## Data provided
────────────────────
PR #251, opened 2026-07-01
fix(video_compose): surface Remotion failures + add render timeout passthrough (#217)

### LINKED ISSUE #217: Make video_compose Remotion renders debuggable and local-asset safe
## Summary

During a real short-form video workflow, `video_compose`/Remotion was the right OpenMontage component to reuse for the final assembly, but the high-level render path was hard to debug and unsafe for local assets.

The project combined locally generated video clips, still images, and a music bed. The final output could be rendered only after manually bypassing or patching several issues that the high-level `video_compose operation=render` call did not make visible.

## What happened

1. **High-level render error hid the useful Remotion failure**

   The OpenMontage-level error was essentially:

   ```text
   Remotion render failed ... returned non-zero exit status 1
   ```

   To see the actual reason, I had to run the underlying `npx remotion render` command manually.

2. **Headless browser setup timed out, but the timeout was not exposed clearly**

   The direct Remotion run showed:

   ```text
   Timed out after 30000ms while setting up the headless browser.
   ```

   The high-level render path did not appear to expose a creator-facing `remotion_timeout_ms` / `timeout_ms` pass-through.

3. **Absolute local assets were not Remotion-safe**

   Local assets passed through as `file://...` or transformed into `/public/Users/...` paths failed in the browser:

   ```text
   Not allowed to load local resource: file:///Users/...
   http://localhost:3002/public/Users/... 404
   ```

   The reliable workaround was to manually stage every local asset into:

   ```text
   remotion-composer/public/<project>/...
   ```

   and then use public-relative paths from the Remotion props.

## Expected behavior

`video_compose` should make the Remotion path reliable without requiring users to rediscover Remotion's browser asset rules.

A good default would be:

- Automatically stage absolute local assets into a project-scoped folder under `remotion-composer/public/` before rendering.
- Rewrite the generated props to use Remotion/public-safe relative asset paths.
- Expose a render timeout option such as `remotion_timeout_ms` and pass it through to `npx remotion render --timeout=...`.
- Capture stdout/stderr from Remotion and include the useful tail in `ToolResult.error`.
- Preserve or copy `.remotion_props.json` and the exact render command/log path when rendering fails.

## Why this matters

For agentic video production, local intermediate assets are normal: model-generated clips, generated stills, edited audio, contact sheets, and review artifacts often live outside `remotion-composer/public/`. If `video_compose` accepts those paths but Remotion cannot load them, the failure should either be fixed by staging or diagnosed directly.

This is related to the Remotion URI/downgrade class of problems in #210 and the browser setup concern in #148, but this issue is specifically about making the `video_compose` Remotion render path debuggable and safe for mixed local video/image/audio assets.

0xDevNinja:
## Summary

Addresses the debuggability + timeout gaps from #217 in the high-level `video_compose operation=render` (Remotion) path.

#217 raised three asks; the **local-asset staging** one is already handled in #238 (assets are staged into `remotion-composer/public/_om_assets` and props rewritten to `staticFile`-relative paths). This PR covers the remaining two:

## Changes

- **Surface the real Remotion error.** `run_command` runs with `check=True` + `capture_output`, so a non-zero exit raised `CalledProcessError` whose `str()` is only `returned non-zero exit status 1` — the useful stderr was dropped (exactly #217's complaint #1). Now caught explicitly and the stderr/stdout tail is included in `ToolResult.error`. `TimeoutExpired` gets an actionable message.
- **`remotion_timeout_ms` passthrough.** New optional input, passed through as Remotion's `--timeout` (governs headless-browser setup + `delayRender()`). Slow browser startup on restricted networks previously failed opaquely at the default 30s with no override (#217 complaint #2). The subprocess timeout is widened to match so `run_command` doesn't kill Remotion before its own timeout fires.

## Testing

- `tests/tools/test_remotion_diagnostics.py` (new, 4 tests): stderr tail surfaced on failure; `TimeoutExpired` message names `remotion_timeout_ms`; `--timeout=<ms>` appended and subprocess timeout widened when requested; no flag and 600s default when not.
- `pytest tests/tools/test_remotion_diagnostics.py -q` -> 4 passed.
- Full suite unchanged except the two pre-existing failures (`character-animation` runtime-contract, `test_registry_catalog_views`) unrelated to this branch.

## Checklist

Closes #217

### DIFF
--- a/tests/tools/test_remotion_diagnostics.py
+++ b/tests/tools/test_remotion_diagnostics.py
@@ -78,6 +78,39 @@ def test_remotion_timeout_ms_is_passed_through(tool, tmp_path, monkeypatch):
     assert seen["timeout"] >= 180
 
 
+def test_high_level_render_forwards_timeout_to_remotion(tool, tmp_path, monkeypatch):
+    # The gap in the first cut: execute(operation="render") -> _render() builds a
+    # fresh remotion_inputs dict, so the option must be forwarded there, not only
+    # on a direct _remotion_render() call.
+    captured = {}
+    monkeypatch.setattr(tool, "_pre_compose_validation", lambda *a, **k: None)
+    monkeypatch.setattr(tool, "_needs_remotion", lambda *a, **k: True)
+
+    def fake_remotion_render(inputs):
+        captured.update(inputs)
+        from tools.base_tool import ToolResult
+
+        return ToolResult(success=True, data={}, artifacts=[])
+
+    monkeypatch.setattr(tool, "_remotion_render", fake_remotion_render)
+    monkeypatch.setattr(tool, "_run_final_review", lambda *a, **k: {})
+
+    tool._render(
+        {
+            "edit_decisions": {
+                "render_runtime": "remotion",
+                "renderer_family": "explainer-data",
+                "cuts": [{"id": "c1", "source": "a1", "in_seconds": 0, "out_seconds": 2}],
+            },
+            "asset_manifest": {"assets": [{"id": "a1", "path": "/tmp/a1.mp4"}]},
+            "output_path": str(tmp_path / "out.mp4"),
+            "remotion_timeout_ms": 120000,
+        }
+    )
+
+    assert captured.get("remotion_timeout_ms") == 120000
+
+
 def test_no_timeout_flag_when_not_requested(tool, tmp_path, monkeypatch):
     seen = {}
 
--- a/tests/tools/test_remotion_diagnostics.py
+++ b/tests/tools/test_remotion_diagnostics.py
@@ -1,0 +1,95 @@
+"""Tests for Remotion render debuggability in video_compose (issue #217).
+
+Two creator-facing gaps:
+  1. A failed `npx remotion render` surfaced only "returned non-zero exit
+     status 1"; the useful Remotion diagnostics in stderr were dropped.
+  2. There was no pass-through for Remotion's `--timeout`, so a slow headless
+     browser setup failed opaquely with no way to raise the limit.
+"""
+
+import subprocess
+import sys
+from pathlib import Path
+
+import pytest
+
+PROJECT_ROOT = Path(__file__).resolve().parent.parent.parent
+sys.path.insert(0, str(PROJECT_ROOT))
+
+from tools.video.video_compose import VideoCompose  # noqa: E402
+
+
+@pytest.fixture
+def tool(monkeypatch):
+    monkeypatch.setattr("shutil.which", lambda _: "/usr/bin/npx")
+    return VideoCompose()
+
+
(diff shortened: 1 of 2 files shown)


calesthio (changes requested):
Requesting changes because `remotion_timeout_ms` is not actually wired through the high-level path this PR is meant to fix.

The new handling works when `_remotion_render()` is called directly, but `video_compose operation=render` goes through `_render()`, which builds a fresh `remotion_inputs` dict with only `edit_decisions`, `output_path`, and optionally `profile` before calling `_remotion_render(remotion_inputs)`. As a result, callers using:

```python
VideoCompose().execute({
    operation: render,
    remotion_timeout_ms: 120000,
    ...
})
```

never get that timeout passed to the Remotion CLI.

I verified this with a direct probe of `execute({operation: render, ..., remotion_timeout_ms: 120000})`: a mocked `_remotion_render()` received no `remotion_timeout_ms` key. The new tests call `_remotion_render()` directly, so they miss the high-level forwarding path described in the PR and #217.

Checks run:

- `python -m pytest tests/tools/test_remotion_diagnostics.py -q` -> 4 passed
- `python -m py_compile tools/video/video_compose.py tests/tools/test_remotion_diagnostics.py` -> passed

The stderr/timeout handling inside `_remotion_render()` looks good; this just needs the high-level render path to forward the option and ideally a test that exercises `execute(operation=render)` or `_render()` directly.

0xDevNinja:
You're right — the option worked on a direct `_remotion_render()` call but `execute(operation="render")` -> `_render()` builds a fresh `remotion_inputs` dict and dropped it, so the documented high-level path never forwarded the timeout. Fixed.

`_render()` now forwards `remotion_timeout_ms` into `remotion_inputs` when present, alongside `edit_decisions`/`output_path`/`profile`. (The `operation="remotion_render"` path already passed `inputs` straight through, so that one was fine.)

Added a test that drives `_render()` directly (stubbing `_remotion_render` to capture its inputs) and asserts the timeout is forwarded — covering the high-level path the earlier tests missed.

Checks: `pytest tests/tools/test_remotion_diagnostics.py -q` -> 5 passed; rebased onto latest main.

calesthio (approved):
Thanks for the follow-up. The requested high-level forwarding gap is fixed now: `_render()` forwards `remotion_timeout_ms` into the `remotion_inputs` dict, and the new regression test covers that path.

I verified locally:

- `python -m pytest tests/tools/test_remotion_diagnostics.py -q` -> 5 passed
- `python -m py_compile tools/video/video_compose.py tests/tools/test_remotion_diagnostics.py` -> passed
- direct `VideoCompose().execute({"operation": "render", ..., "remotion_timeout_ms": 120000})` probe with `_remotion_render` stubbed captured `remotion_timeout_ms=120000`

GitHub CI is green. I do not have further findings.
────────────────────
## The problem
Copy out exactly the line that holds "onto latest main." and all remaining lines of the listing, both the first and the last included.

## Answer area
Checks: `pytest tests/tools/test_remotion_diagnostics.py -q` -> 5 passed; rebased onto latest main.

calesthio (approved):
Thanks for the follow-up. The requested high-level forwarding gap is fixed now: `_render()` forwards `remotion_timeout_ms` into the `remotion_inputs` dict, and the new regression test covers that path.

I verified locally:

- `python -m pytest tests/tools/test_remotion_diagnostics.py -q` -> 5 passed
- `python -m py_compile tools/video/video_compose.py tests/tools/test_remotion_diagnostics.py` -> passed
- direct `VideoCompose().execute({"operation": "render", ..., "remotion_timeout_ms": 120000})` probe with `_remotion_render` stubbed captured `remotion_timeout_ms=120000`

GitHub CI is green. I do not have further findings.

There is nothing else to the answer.